The result: they don’t work.

Wait, lemme back up. Ginger capsules may help chemotherapy nausea. Everything else? Snake oil.

Oh there were arguments. After a top virologist performed a study and found that echinacea was about as effective at curing colds as a placebo, the howling began – despite a pledge, written into NCCAM’s strategic plan, not to equivocate in the face of negative findings.

Similarly, Ginkgo Biloba does squat to help your brain and glucosamine and chondroitin are as effective on arthritis as taking sugar pills.

No one can claim anti alternative medicine bias; alternative therapy practitioners holding 9 of the 18 seats on the board reviewing the studies, as required by their government charter, and many of the studies they approve for funding are done by alternative therapy providers. (Grants have gone to board members, too. Make of that what you will.)

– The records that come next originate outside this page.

PR #111, opened 2022-01-13
qml: Add DropShadow to the OptionSwitch indicatorButton

shaavan:
- This PR is a follow-up to #101 and addresses the suggestions given there after it was merged.
- This PR also adds the **DropShadow** for the **OptionSwitch**'s `indicatorButton`, as per the [main design file](https://www.figma.com/file/GaCoOSNHB2yMB9ThiDtred/Bitcoin-Core-App-Main?node-id=1035%3A1883) of the project.

Some points to note:

- Used `===` instead of `==` to avoid type coercion.
- Chose sample value based on official recommended guidelines (sample = 2*radius + 1) https://doc.qt.io/qt-5/qml-qtgraphicaleffects-dropshadow.html#samples-prop
- Used rgba to hex convertor for shadow color: https://rgbacolorpicker.com/rgba-to-hex

PR #45, opened 2021-10-03
qml, build, doc: Allow import QtQuick.Layouts

hebasto:
See #39:
> ... we could at least add quick layouts.

PR #132, opened 2022-06-20
qml: Add DropShadow to the OptionSwitch indicatorButton

shaavan:
Ported #111 to this PR.

This PR rebase #111 on the current master.

Notes:
- I successfully compiled the updated PR on Ubuntu 22.04 using `Qt version 5.15.3`.
- To successfully compile and run the PR, I had to install an additional library.
```
sudo apt install qml-module-qtgraphicaleffects
```
- I have created a convenient demo for checking that the drop shadow works correctly. [Drop Shadow onboarding test](https://github.com/shaavan/gui-qml/tree/Drop-Shadow-Onboarding-Test) branch cherry-picks this PR over the #124. 
- If, in the demo, the color of the drop shadow is too subtle to perceive, try experimenting with changing the color of the drop shadow to get high contrast. For example:
```diff
             spread: 0.0
             samples: 21
-            color: "#00000040"
+            color: "#7900fffc"
             source: indicatorButton
         }
     }
```

### DIFF
--- a/src/qml/bitcoin.cpp
+++ b/src/qml/bitcoin.cpp
@@ -42,6 +42,8 @@ QT_END_NAMESPACE
 
 #if defined(QT_STATICPLUGIN)
 #include <QtPlugin>
+Q_IMPORT_PLUGIN(QtGraphicalEffectsPlugin)
+Q_IMPORT_PLUGIN(QtGraphicalEffectsPrivatePlugin)
 Q_IMPORT_PLUGIN(QtQmlPlugin)
 Q_IMPORT_PLUGIN(QtQmlModelsPlugin)
 Q_IMPORT_PLUGIN(QtQuick2Plugin)
--- a/src/qml/controls/OptionSwitch.qml
+++ b/src/qml/controls/OptionSwitch.qml
@@ -4,6 +4,7 @@
 
 import QtQuick 2.15
 import QtQuick.Controls 2.15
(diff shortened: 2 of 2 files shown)


jarolrod (commented):
CI is failing because you have to allow static builds to pull in these plugins, here's an example on how to accomplish this: https://github.com/bitcoin-core/gui-qml/pull/45/files

hebasto:
@shaavan 

Could you post screenshots please?

Also I'd like to have some Concept ACKs from designers before introducing a new plugin.

src/qml/bitcoin.cpp
```diff
@@ -42,6 +42,8 @@ QT_END_NAMESPACE
 
 #if defined(QT_STATICPLUGIN)
 #include <QtPlugin>
+Q_IMPORT_PLUGIN(QtGraphicalEffectsPlugin)
+Q_IMPORT_PLUGIN(QtGraphicalEffectsPrivatePlugin)
```
hebasto, line 46: Why importing of private plugin is required?

shaavan:
In the recent **Bitcoin Core App Design Call** on 06-29-2022, it was discussed the need to introduce a dependency `qml-module-qtgraphicaleffects` for the **DropShadow** is not worthwhile. And hence, adding DropShadow should be postponed until the same dependency is used for some other important task.

So I shall be closing this PR until later.

PR #144, opened 2022-08-03
Use caret-right icon instead of greater-than text symbol

jarolrod:
Mainly only relevant in the `AboutOptions` component for now.

| master | pr |
| ------- | -- |
| Screen Shot 2022-08-03 at 6 45 51 AM | Screen Shot 2022-08-06 at 7 40 39 PM |

[Windows](https://api.cirrus-ci.com/v1/artifact/github/bitcoin-core/gui-qml/win64/insecure_win_gui.zip?branch=pull/144)
[Intel macOS](https://api.cirrus-ci.com/v1/artifact/github/bitcoin-core/gui-qml/macos/insecure_mac_gui.zip?branch=pull/144)
[Apple Silicon macOS](https://api.cirrus-ci.com/v1/artifact/github/bitcoin-core/gui-qml/macos_arm64/insecure_mac_arm64_gui.zip?branch=pull/144)
[ARM64 Android](https://api.cirrus-ci.com/v1/artifact/github/bitcoin-core/gui-qml/android/insecure_android_apk.zip?branch=pull/144)

### DIFF
--- a/src/qml/components/AboutOptions.qml
+++ b/src/qml/components/AboutOptions.qml
@@ -13,42 +13,56 @@ ColumnLayout {
         Layout.fillWidth: true
         header: qsTr("Website")
         actionItem: ExternalLink {
-            description: qsTr("bitcoincore.org >")
+            description: qsTr("bitcoincore.org")
             link: "https://bitcoincore.org"
+            iconSource: "image://images/caret-right"
+            iconWidth: 18
+            iconHeight: 18
         }
     }
     Setting {
         Layout.fillWidth: true
         header: qsTr("Source code")
         actionItem: ExternalLink {
-            description: qsTr("github.com/bitcoin/bitcoin >")
+            description: qsTr("github.com/bitcoin/bitcoin")
             link: "https://github.com/bitcoin/bitcoin"
+            iconSource: "image://images/caret-right"
+            iconWidth: 18
+            iconHeight: 18
         }
     }
     Setting {
         Layout.fillWidth: true
         header: qsTr("License")
         actionItem: ExternalLink {
-            description: qsTr("MIT >")
+            description: qsTr("MIT")
             link: "https://opensource.org/licenses/MIT"
+            iconSource: "image://images/caret-right"
+            iconWidth: 18
+            iconHeight: 18
         }
     }
     Setting {
         Layout.fillWidth: true
         header: qsTr("Version")
         actionItem: ExternalLink {
-            description: qsTr("v22.99.0-1e7564eca8a6 >")
+            description: qsTr("v22.99.0-1e7564eca8a6")
             link: "https://bitcoin.org/en/download"
+            iconSource: "image://images/caret-right"
+            iconWidth: 18
+            iconHeight: 18
         }
     }
     Setting {
         Layout.fillWidth: true
         header: qsTr("Developer options")
         description: qsTr("Only use these if you have development experience")
-        actionItem: TextButton {
-            text: ">"
-            bold: false
-            rightalign: true
+        actionItem: Button {
+            icon.source: "image://images/caret-right"
+            icon.color: Theme.color.neutral9
+            icon.height: 18
+            icon.width: 18
+            background: null
             onClicked: {
                 introductions.incrementCurrentIndex()
                 swipeView.inSubPage = true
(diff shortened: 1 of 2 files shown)


shaavan (commented):
Concept ACK 

- I can see the visual difference between master and PR while testing.

**Screenshot:**

|Master|PR|
|---------|----|
|Screenshot from 2022-08-03 21-04-59|Screenshot from 2022-08-03 21-05-27|

- This PR also solves the issue of the misaligned arrow of the developer options selector.

**Suggestion:**

- There is one more instance of setting which need to be addressed here. The ">" for the Proxy settings option on the Connection Settings page should be converted to the icon.

Rspigler:
tACK commit 1c17b774e6363c53ff7e1d6249ee9abb10063f7c

I can see the change and it is all lined up on my machine.  The one missing the change is the Proxy setting under 'Connection Settings' as @shaavan mentions

jarolrod:
updated from from 1c17b77 to 1dcdac6 ([pr144.01](https://github.com/jarolrod/gui-qml/tree/pr144.01) -> [pr144.02](https://github.com/jarolrod/gui-qml/tree/pr144.02), [diff](https://github.com/jarolrod/gui-qml/compare/pr144.01..pr144.02))

Changes: 
- rebased over changes in PR's this PR is based on
- Updated icon sources to use `image://` syntax instead of `qrc` syntax, as the `image://` syntax is required for the image provider to work and provide a proper resolution image. Comparison below (top is `image://` and below that is `qrc`:

Screen Shot 2022-08-06 at 6 58 51 PM

jarolrod:
updated from [1dcdac6 ](https://github.com/bitcoin-core/gui-qml/commit/1dcdac6575eaecea07a59694435541e5f106808e)to [36bc09d ](https://github.com/bitcoin-core/gui-qml/commit/36bc09d02b4f08b3e72ed3ef79c53b7cb8971e6d)[Compare](https://github.com/bitcoin-core/gui-qml/compare/1dcdac6575eaecea07a59694435541e5f106808e..36bc09d02b4f08b3e72ed3ef79c53b7cb8971e6d)

Changes: give the developer options setting button the correct action, where it will actually open the developer options subpage

jarolrod:
updated from [36bc09d ](https://github.com/bitcoin-core/gui-qml/commit/36bc09d02b4f08b3e72ed3ef79c53b7cb8971e6d)to [f9f6921](https://github.com/bitcoin-core/gui-qml/commit/f9f692136f441ecee2686424c7fc38593bf44c82)

changes: updated over changes on master

src/qml/components/AboutOptions.qml
```diff
@@ -13,42 +13,56 @@ ColumnLayout {
...
-        actionItem: TextButton {
-            text: ">"
-            bold: false
-            rightalign: true
+        actionItem: Button {
+            icon.source: "image://images/caret-right"
+            icon.color: Theme.color.neutral9
+            icon.height: 18
+            icon.width: 18
+            background: null
```
hebasto, line 65: Why are the `icon.color` and `background` properties are specified for some elements, but not for others?

shaavan: Button is a qml type, so we need to specify the `icon.color`, background value explicitly for each time the Button is used as `actionItem`, which this PR does.

Whereas, the `ExternalLink` is a custom-defined component that already employs the respective icon.color, and background value in its definition, so we need not specify that separately when using it.

In `src/qml/controls/ExternalLink.qml`

```qml
            sourceComponent: Button {
                icon.source: root.iconSource
                icon.color: Theme.color.neutral9
                icon.height: root.iconHeight
                icon.width: root.iconWidth
                background: null
                onClicked: Qt.openUrlExternally(link)
            }
```

shaavan (commented):
ACK f9f692136f441ecee2686424c7fc38593bf44c82

The `ExternalLink` and `Button` components replace all the instances of _greater-than text symbol_ and are used appropriately.

I have two ideas to discuss that we can consider incorporating in this PR or in a follow-up.

1. The `Button{}` is used twice as an `actionItem`  in the current implementation of GUI. There is a chance that we could need to use this Button configuration multiple times as the development progresses. So we can think about extracting this code as a separate component.
2. There is only one instance of usage of `ExternalLink{}` where the default values for `iconWidth`, and `iconHeight` `(30, 30)` are used. All other usage instances modify these values to `(18, 18)`. Changing the default values in `ExternalLink.qml` for these properties will save up on redundant code.

PR #161, opened 2022-08-15
Fix options switch alignment within settings

jarolrod:
Fixes alignment of the option switch within a settings row.

| master | PR |
| --------- | ---- |
| master-option | fix-option-pr |

Closes bitcoin-core/gui-qml#159

[Windows](https://api.cirrus-ci.com/v1/artifact/github/bitcoin-core/gui-qml/win64/insecure_win_gui.zip?branch=pull/161)
[Intel macOS](https://api.cirrus-ci.com/v1/artifact/github/bitcoin-core/gui-qml/macos/insecure_mac_gui.zip?branch=pull/161)
[Apple Silicon macOS](https://api.cirrus-ci.com/v1/artifact/github/bitcoin-core/gui-qml/macos_arm64/insecure_mac_arm64_gui.zip?branch=pull/161)
[ARM64 Android](https://api.cirrus-ci.com/v1/artifact/github/bitcoin-core/gui-qml/android/insecure_android_apk.zip?branch=pull/161)

PR #169, opened 2022-09-08
qml: split background and indicator on option switch

promag:
Alternative to bitcoin-core/gui-qml#161.

nit, it also animates the indicator.

Links for Windows and macOS build artifacts

[Windows](https://api.cirrus-ci.com/v1/artifact/github/bitcoin-core/gui-qml/win64/insecure_win_gui.zip?branch=pull/169)
[Intel macOS](https://api.cirrus-ci.com/v1/artifact/github/bitcoin-core/gui-qml/macos/insecure_mac_gui.zip?branch=pull/169)
[Apple Silicon macOS](https://api.cirrus-ci.com/v1/artifact/github/bitcoin-core/gui-qml/macos_arm64/insecure_mac_arm64_gui.zip?branch=pull/169)
[ARM64 Android](https://api.cirrus-ci.com/v1/artifact/github/bitcoin-core/gui-qml/android/insecure_android_apk.zip?branch=pull/169)

### DIFF
--- a/src/qml/controls/OptionSwitch.qml
+++ b/src/qml/controls/OptionSwitch.qml
@@ -7,21 +7,23 @@ import QtQuick.Controls 2.15
 
 Switch {
     id: root
-    indicator: Rectangle {
-        implicitWidth: 45
-        implicitHeight: 28
-        x: root.leftPadding
-        y: Math.round((parent.height - height) / 2)
-        radius: 18
+    implicitWidth: 45
+    implicitHeight: 28
+    background: Rectangle {
+        radius: Math.floor(height / 2)
         color: root.checked ? Theme.color.orange : Theme.color.neutral4
-        Rectangle {
-            id: indicatorButton
-            y: parent.height / 2 - height / 2
-            x: root.checked ? parent.width - width - 4 : 0 + 4
-            width: 20
-            height: 20
-            radius: 18
-            color: Theme.color.white
+    }
+    indicator: Rectangle {
+        property real _margin: Math.round((parent.height - height) / 2)
+        y: Math.round(parent.height - height) / 2
+        x: root.checked ? parent.width - width - _margin : _margin
+        radius: 10
+        width: 20
+        height: 20
+        color: Theme.color.white
+        Behavior on x {
+            SmoothedAnimation {
+            }
         }
     }
 }


jarolrod (approved):
ACK c50e6bc3ac822306bbae84c69fcc059bb20f59bd

Confirmed that this fixes the issue, and is a better approach than 161.

| master | 161 | 169 |
| ------- | --- | ---- |
| master |  |  |

The indicator is indeed now animated but I like it. It's not clear wether we wanted some type of animation or not, what better animation than a free one? CC: @GBKS @mouxdesign

src/qml/controls/OptionSwitch.qml
```diff
@@ -7,21 +7,23 @@ import QtQuick.Controls 2.15
...
-            width: 20
-            height: 20
-            radius: 18
-            color: Theme.color.white
+    }
+    indicator: Rectangle {
+        property real _margin: Math.round((parent.height - height) / 2)
+        y: Math.round(parent.height - height) / 2
+        x: root.checked ? parent.width - width - _margin : _margin
+        radius: 10
```
shaavan, line 20:
```suggestion
        radius: 18
```

Though changing this value does not indicate visual difference, I think it is still better to make this change as this matches the value given in the [design Figma file](https://www.figma.com/file/GaCoOSNHB2yMB9ThiDtred/Bitcoin-Core-App).

shaavan (commented):
I prefer this PR's approach over #161, as this creates proper segregation between the switch's background and the indicator.
The added animation is clearly noticeable, and I like the smoothness it provides while toggling switch states. However, I would like to listen to the designers' take on it as well before giving my final ACK on this.

src/qml/controls/OptionSwitch.qml
promag: > 10 makes no sense though?

shaavan: Yes, it doesn't, and I agree with that.
But I feel a little iffy about having the value inconsistent with the design file.

However, this is just a tiny nit and can be safely ignored if you want.

promag: @GBKS thoughts?

GBKS: In Figma, the small circle in the toggle is 20px tall, the big one is 28px tall. So the radii of 10px and 14px would be the minimum.

I sometimes set them to 500px or some other ridiculously high number because it doesn't matter in Figma if you're over the exact value. But if you want to be precise, then half the height is what it should be. Looks like for the smaller size, I simply kept the value of the larger one. 10px would be the precise number.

If anything, the NCCAM has been accused of a pro alternative therapy bias: Dr. Joseph Jacobs, who was head of the Office of Alternative Medicine (a smaller federal agency that came before the current one) called NCCAM “the fox guarding the chicken coop. This is not science, it’s ideology on the part of the advocates.” So the negative effects were surprising to all.

So how do supplement makers get away with it? By cherry-picking results of other studies and making a few leaps in logic.

For example, hoodia gordonii is credited as an appetite suppressant and in the lab it was – when a purified extract of the active molecule, called P57, was injected directly into the brains of rats. But taken orally, by humans? Adrienne Youdim, MD, medical director of the Comprehensive Weight Loss Program at Cedars-Sinai Medical Center and Michael Steelman, MD, chairman of the board of trustees for the American Society of Bariatric Physicians point out “There is no [published scientific] data to support its use.”

Unless of course the weight loss you’re after is a lighter wallet. Then keep buying it.

Shark cartilage? I’ve already btiched about that when I briefly touched on herbal supplements in the past. Black cohosh? It – ah, I’m going to stop now or we’ll be here all day. Sufficeth to say, the list goes on and on. I’m sure you get the picture by now.

The most insulting thing of all this is that manufacturers know this. In many cases they don’t even bother to measure the amounts they put into the pills they sell.

They also know that, unlike pharmeceuticals (which are heavily regulated), the supplement market is a “free for all” because regulatory agencies like the FDA take an innocent until proven guilty approach. While they can yank harmful drugs, there’s no mechanism to do likewise for herbal supplements with no efficacy. Other agencies may go after the manufacturers if the claims are too over-the-top, as certain makers of ‘enhancement’ pills have discovered.

There is some good news. The actual theraputic treatments  included in the studies came out looking better than the take-this-supplement-for-what-ails-ya crowd: acupuncture does help certain conditions, and yoga, massage, meditation and other relaxation methods may actually relieve symptoms like pain, anxiety and fatigue.And as I said if you’re undergoing chemotherapy, the ginger might help.

I’m sure I’ll get angry emails and comments from herbal supplement supporters, but the data doesn’t back up what “everyone knows” – or what marketers have tried to convince you.

Footnote: a chain of retail supplement stores offered me a rather lucrative sponsorship of this site. I do allow such things and I admit being tempted – Taking no-pay time off work to starve yourself isn’t the easiest way to pay bills (as you can see by the necessity of including the shameless ‘tip jar’) – but as much as I may be a jerk, I’m not a whore.